▸ WHAT YOU SHOULD DO
Lines holding the string "repos": copy each one from the listing below.

═══ DATASET

PR #326, opened 2026-07-22
Integrate Spatz in Snitch cluster

DiyouS:
**HW**

- Clean up core complex
  - Separate CC sources from snitch_cluster subdir to snitch_cc subdir
  - Move tracer logic to `snitch_tracer` module
  - Move SSR subsystem logic to `snitch_ssr_subsystem` module
  - Move address-based reqrsp demux logic to new `reqrsp_demux_mapped` module
- Clean up interfaces
  - Legacy `reqrsp_interface` interface was effectively an LSU interface. Separate and rename this interface to `lsu_interface`.
  - `reqrsp_interface` proper is now an abstract interface, from which different  concrete reqrsp interfaces can be created (e.g. `dca_interface`, `fpu_interface`, `lsu_interface`, etc.)
  - Generalize reqrsp IPs, VIPs and TBs to accept/test a generic reqrsp interface
  - Implement `tcdm_interface` and `mem_interface` based entirely on generic `reqrsp_interface`
- Conditionally add Spatz into core complex
  - XIF from core is demuxed to Spatz and external coprocessor port
  - TCDM ports are appended to CC's already existing TCDM ports
  - Spatz LSU port is muxed with Snitch and FPSS LSUs
- Rename Xf16 to Zfh extension everywhere
- Move `hart_id_t` from `snitch_cluster_pkg` to `snitch_pkg`
- Rename `riscv_instr` to `snitch_riscv_instr` to prevent name conflicts
- Separate `reqrsp_interface` and LSU IP/interface to dedicated repos. Allows to break the circular snitch_cluster → spatz → snitch_cluster(for LSU and reqrsp_interface) dependency, which now becomes snitch_cluster → spatz → LSU/reqrsp_interface

**SW**

- Add minimal Spatz test
- Add Spatz kernels
- Rename Xf16 to Zfh extension everywhere
- Only perform inter-cluster reduction in `snrt_global_all_to_all_reduction` if there is more than one cluster
- Add support for uint16 types to `data_utils`
- Add missing `SNRT_SUPPORTS_SMALLFLOAT` guard on naive FP16 GEMM

**Make**

- Replace `DEBUG=ON` for enabling traces with `TRACE=OFF` for disabling them (on by default). This allows to run performance experiments without having to run the simulation with `+acc`.
- Template `toolchain.mk` and derive toolchain flags directly from cluster configuration (`SN_MCPU` flag thus becomes obsolete)
  - This requires to break the Makefile read phase into multiple explicit stages, e.g. `toolchain.mk` has to have been built and read before the bootrom generation targets can be evaluated
- Update system integration docs to reflect `toolchain.mk` addition
- Redirect Verilator build stderr (in addition to stdout) output to log file
- Create separate Make goal for Verilator filelist
- Split bootrom goal into separate subgoals

**CI**

- Waive `explicit-parameter-storage-type` in `riscv_instr.sv`
- Upload Yosys artifacts on CI job failure
- Print calculated base SHA in CI for simplified debugging
- Fix `base-sha` job to pick up the upstream main branch even on forks
- Bump `make-prerequisites-changed` action to fix undetected file changes (see https://github.com/colluca/make-prerequisites-changed/pull/1)

**Misc**

- Checkout Bender dependencies before Python setup (Spatz needs to be checked out before its Python dependencies can be installed)
- Replace VCD with FST tracing in Verilator and enable tracing only if DEBUG=ON
- Add agentic waveform debugging flow based on tsunami
  - Bump required Python to >=3.12

**TODO**
- [x] Add Spatz configuration and tests to CI
- [x] Test in Gwaihir
- [x] Create releases for `reqrsp_interface` and `core_ips` repos under `pulp-platform` namespace
- [ ] ~Bump to use new toolchain [22.1.7-pulp-0.2.0](https://github.com/pulp-platform/llvm-project/releases/tag/22.1.7-pulp-0.2.0)~ (there are issues with the deployment CI, so do this in a separate PR)


cfg/spatz.json
```diff
@@ -0,0 +1,141 @@
...
+        n_ipu: 1,
+        n_fpu: 8,
+        vlen: 512,
+        spatz_nports: 8,
+        double_bw: false,
+        spatz_fpu: true,
+        mempool: false,
+        buf_fpu: 1,
+        rvf: true,
+        rvd: true,
```
colluca: Intuitively, these should be parameters of the core/CC, not of the cluster. Potentially, this would also allow us to have multiple CCs with different Spatz configurations.

hw/snitch/src/snitch.sv
```diff
@@ -3761,7 +3792,7 @@ module snitch import snitch_pkg::*; import riscv_instr::*; #(
     .tag_t (logic[RegWidth-1:0]),
     .NumOutstandingMem (NumIntOutstandingMem),
     .NumOutstandingLoads (NumIntOutstandingLoads),
-    .Caq (FP_EN),
+    .Caq (1'b1),
```
colluca, line 3826: Why this change?

hw/snitch/src/snitch.sv
```diff
@@ -3468,6 +3480,25 @@ module snitch import snitch_pkg::*; import riscv_instr::*; #(
...
+                 hart_id_i, $time,
+                 x_register_o.id,
+                 x_register_o.rs[2], x_register_o.rs[1], x_register_o.rs[0],
+                 x_register_o.rs_valid, x_register_ready_i);
+      if (x_result_valid_i)
+        $display("[XIF Core %0d] %t RESULT  id=%0d rd=%0d data=0x%08h we=%0b ready=%0b",
+                 hart_id_i, $time,
+                 x_result_i.id, x_result_i.rd, x_result_i.data,
+                 x_result_i.we, x_result_ready_o);
+    end
```
colluca: I would remove the custom tracing logic from this file, and instead add the instructions offloaded on the X-interface to the tracing infrastructure we already have in place.

hw/snitch_cluster/src/snitch_cluster.sv
```diff
@@ -327,7 +327,14 @@ module snitch_cluster
   // [0:0]           is_core
   localparam int unsigned TcdmUserWidth = CoreIDWidth + 1;
 
+`ifdef DOUBLE_BW
```
colluca: Instead of a macro, this should preferably be a configuration parameter.

make/common.mk
```diff
@@ -54,7 +54,7 @@ SN_BENDER_LOCK = $(SN_ROOT)/Bender.lock
 SN_BENDER_YML  = $(SN_ROOT)/Bender.yml
 
 # Flags
-SN_COMMON_BENDER_FLAGS      += -t rtl -t cc_no_deprecated -t tech_cells_generic_include_tc_sync
+SN_COMMON_BENDER_FLAGS      += -t rtl -t cc_no_deprecated -t tech_cells_generic_include_tc_sync -t spatz
```
colluca: Why is this flag needed? Generally, you just include an IP as a dependency and don't need to add any target flag. I don't see the use case that requires this flag.

make/rtl.mk
```diff
@@ -30,6 +35,25 @@ SN_BOOTROM_ARTIFACTS = $(SN_BOOTROM_ELF) $(SN_BOOTROM_DUMP) $(SN_BOOTROM_BIN)
...
 
+# Spatz package generation via the Spatz hw/Makefile flow:
+#   import_cfg.py extracts Spatz VFU fields from the cluster config,
+#   apply_cfg.py renders spatz_pkg.sv.tpl into the generated file.
+$(SPATZ_PKG): $(SN_CFG) $(SPATZ_PKG_TPL) | $(SN_GEN_DIR)
+	@echo "[SPATZ] Generating $@"
+	cd $(SPATZ_HW_DIR) && python import_cfg.py $(abspath $(SN_CFG))
+	cd $(SPATZ_HW_DIR) && python apply_cfg.py $(basename $(notdir $(SN_CFG)))
+	cp $(SPATZ_HW_DIR)/src/generated/spatz_pkg.sv $@
+
```
colluca: Ideally, one would extend the generation script to:
1. enable invoking from any working directory, and
2. override the path where the output is to be generated.

These are merely suggestions, not strictly needed for this PR.
But particularly the latter is a safety feature that can avoid future headaches, e.g. if you're working on Spatz and the cluster simultaneously, and don't want that reconfiguring Spatz in the cluster repo overwrites the file in the Spatz repo, potentially affecting the parallel work on Spatz.

make/vsim.mk
```diff
@@ -26,6 +26,8 @@ SN_VLOG_FLAGS += -suppress 13314
 SN_VLOG_FLAGS += -work $(SN_VSIM_BUILDDIR)
 SN_VOPT_FLAGS += -work $(SN_VSIM_BUILDDIR)
 SN_VSIM_FLAGS += -64
+SN_VSIM_FLAGS += -suppress vsim-8386
+SN_VSIM_FLAGS += -suppress vsim-3999
```
colluca: I suppose these can't be fixed at the source?

sw/runtime/src/start.c
```diff
@@ -137,6 +137,12 @@ extern void snrt_exit(int exit_code);
 #endif
 #endif
 
+// Declared at file scope so it has C++ linkage (not C linkage) when compiled
+// as C++. Clang 22+ warns if this declaration appears inside extern "C" scope.
+#ifdef SNRT_INVOKE_MAIN
+extern int main();
```
colluca: Double check if necessary, I ended up not including this in the upstream commit which already switched to LLVM 22.

colluca (commented):
Apart from the minor comments/changes that follow, I think we should make one more major change, specifically in the integration of the software.

While this could potentially become a huge effort, to keep it reasonable I would aim only for the following two points:
1. Instead of a separate `sw/spatz` folder, move its contents respectively to the `sw/runtime` directory and to the subdirectories of `sw/kernels`. If a specific kernel already exists, there is no need to merge the original and the Spatz version, at this stage. Let's simply keep two adjacent directories, e.g. axpy and spatz_axpy.
2. Ideally we should align with the data generation and verification infrastructure used by the other kernels. In the case of different implementations of the same kernel, e.g. axpy and spatz_axpy, to avoid copy-pasting the same scripts around we can symlink them.

colluca (commented):
One more question which just came to my mind, why exactly do we need `riscv_instr.sv` in Snitch to include the vector instructions if we are not decoding them here?

Similarly, why do we need to use Snitch's `riscv_instr.sv` instead of Spatz' own file, within Spatz?

Or is the issue simply that we can't compile two packages with the same name or something like that?

hw/snitch/src/snitch.sv
DiyouS: I believe I turned off the FP_EN so that floating point instruction can be offloaded to Spatz FPU sequencer. But it causes the Caq to be off, triggering some assertion.

hw/snitch/src/snitch.sv
DiyouS: Good catch, this is a leftover part I added for debugging. We can either remove this part or move to tracing

hw/snitch_cluster/src/snitch_cluster.sv
DiyouS: The challenge for double bw is that it changes the interface, especially inside spatz. I can see if it is possible to avoid ifdef at least in snitch_cluster level

make/common.mk
DiyouS: Spatz's [bender file](https://github.com/pulp-platform/spatz/blob/main/Bender.yml) needs this bender flag to include its file. But I can change it in spatz_vpu

make/vsim.mk
DiyouS: I will double check it, but if I remember correctly this comes from some structure type mismatch with amo

sw/runtime/src/start.c
DiyouS: Yep, I will double check

DiyouS:
> One more question which just came to my mind, why exactly do we need `riscv_instr.sv` in Snitch to include the vector instructions if we are not decoding them here?
> 
> Similarly, why do we need to use Snitch's `riscv_instr.sv` instead of Spatz' own file, within Spatz?
> 
> Or is the issue simply that we can't compile two packages with the same name or something like that?

Because currently this file overwrites the one in spatz_vpu, and Spatz's decoder needs to decode these instructions. And the one in Spatz does not contain some features snitch cluster needed, e.g. SSR, post-increment

make/common.mk
colluca: Yeah, that's what I mean, if there's no particular reason for that, it's better to just remove it in there. Especially if all files are gated by that target, it means it's not really necessary.

colluca:
> Because currently this file overwrites the one in spatz_vpu, and Spatz's decoder needs to decode these instructions. And the one in Spatz does not contain some features snitch cluster needed, e.g. SSR, post-increment

What I mean to ask is: what goes wrong when each repo has its own riscv_instr.sv file and no override is done (either through Bender or manually copying the file)? Does Snitch's file end up taking precedence during compilation such that also Spatz picks it up? Is that what you mean by "overwrites"? And if so, how is that a problem if manually overwriting Spatz' file we are achieving the same?

The only condition in which I see issues is if Spatz' overwrites Snitch's during compilation.

DiyouS:
> > Because currently this file overwrites the one in spatz_vpu, and Spatz's decoder needs to decode these instructions. And the one in Spatz does not contain some features snitch cluster needed, e.g. SSR, post-increment
> 
> What I mean to ask is: what goes wrong when each repo has its own riscv_instr.sv file and no override is done (either through Bender or manually copying the file)? Does Snitch's file end up taking precedence during compilation such that also Spatz picks it up? Is that what you mean by "overwrites"? And if so, how is that a problem if manually overwriting Spatz' file we are achieving the same?
> 
> The only condition in which I see issues is if Spatz' overwrites Snitch's during compilation.

I think this is what happens in Gwaihir that Spatz' riscv_instr.sv is compiled later and override Snitch's during compilation

colluca:
> > The only condition in which I see issues is if Spatz' overwrites Snitch's during compilation.
> 
> I think this is what happens in Gwaihir that Spatz' riscv_instr.sv is compiled later and override Snitch's during compilation

Okay, this is what we need to clarify. I believe Bender determines the compilation order according to the dependency DAG, so what you say shouldn't be the case. But I think the way Bender is used in Gwaihir is for it to produce a single compilation command. In that case, probably it can't handle name conflicts (e.g. multiple packages with the same name), and it might be that it filters out all but the first file with the same basename.

If this is the correct explanation, then the best solution would just be to namespace the `riscv_instr.sv` file and package: `snitch_riscv_instr.sv` in Snitch, and `spatz_riscv_instr.sv` in Spatz.

colluca:
> Okay, this is what we need to clarify. I believe Bender determines the compilation order according to the dependency DAG, so what you say shouldn't be the case. But I think the way Bender is used in Gwaihir is for it to produce a single compilation command. In that case, probably it can't handle name conflicts (e.g. multiple packages with the same name), and it might be that it filters out all but the first file with the same basename.
> 
> If this is the correct explanation, then the best solution would just be to namespace the `riscv_instr.sv` file and package: `snitch_riscv_instr.sv` in Snitch, and `spatz_riscv_instr.sv` in Spatz.

I renamed Snitch's file to `snitch_riscv_instr` which should resolve all issues.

══════

▸ EXERCISE RESPONSE
- Separate `reqrsp_interface` and LSU IP/interface to dedicated repos. Allows to break the circular snitch_cluster → spatz → snitch_cluster(for LSU and reqrsp_interface) dependency, which now becomes snitch_cluster → spatz → LSU/reqrsp_interface
- [x] Create releases for `reqrsp_interface` and `core_ips` repos under `pulp-platform` namespace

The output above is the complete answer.